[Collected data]
::::

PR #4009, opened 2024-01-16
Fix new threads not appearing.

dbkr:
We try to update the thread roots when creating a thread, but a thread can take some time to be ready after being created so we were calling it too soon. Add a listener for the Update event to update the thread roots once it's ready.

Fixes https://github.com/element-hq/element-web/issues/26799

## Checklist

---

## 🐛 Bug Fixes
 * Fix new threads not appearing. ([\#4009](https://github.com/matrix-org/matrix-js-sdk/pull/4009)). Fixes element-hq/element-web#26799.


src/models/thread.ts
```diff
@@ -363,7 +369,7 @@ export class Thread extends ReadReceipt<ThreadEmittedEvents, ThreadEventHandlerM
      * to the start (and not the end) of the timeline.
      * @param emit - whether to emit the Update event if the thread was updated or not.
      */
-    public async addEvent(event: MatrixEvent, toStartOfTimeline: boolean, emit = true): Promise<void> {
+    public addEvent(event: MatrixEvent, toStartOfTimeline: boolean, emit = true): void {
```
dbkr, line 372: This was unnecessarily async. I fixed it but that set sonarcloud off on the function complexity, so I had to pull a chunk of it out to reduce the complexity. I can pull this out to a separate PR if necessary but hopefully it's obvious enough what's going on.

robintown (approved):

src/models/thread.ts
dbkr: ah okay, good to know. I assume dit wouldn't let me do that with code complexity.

::::

Instructions for the task -> Nothing but the lines from the one holding "## Checklist" to the end of the entries should be returned, each exactly as it stands.

Expected answer ->
## Checklist

---

## 🐛 Bug Fixes
 * Fix new threads not appearing. ([\#4009](https://github.com/matrix-org/matrix-js-sdk/pull/4009)). Fixes element-hq/element-web#26799.


src/models/thread.ts
```diff
@@ -363,7 +369,7 @@ export class Thread extends ReadReceipt<ThreadEmittedEvents, ThreadEventHandlerM
      * to the start (and not the end) of the timeline.
      * @param emit - whether to emit the Update event if the thread was updated or not.
      */
-    public async addEvent(event: MatrixEvent, toStartOfTimeline: boolean, emit = true): Promise<void> {
+    public addEvent(event: MatrixEvent, toStartOfTimeline: boolean, emit = true): void {
```
dbkr, line 372: This was unnecessarily async. I fixed it but that set sonarcloud off on the function complexity, so I had to pull a chunk of it out to reduce the complexity. I can pull this out to a separate PR if necessary but hopefully it's obvious enough what's going on.

robintown (approved):

src/models/thread.ts
dbkr: ah okay, good to know. I assume dit wouldn't let me do that with code complexity.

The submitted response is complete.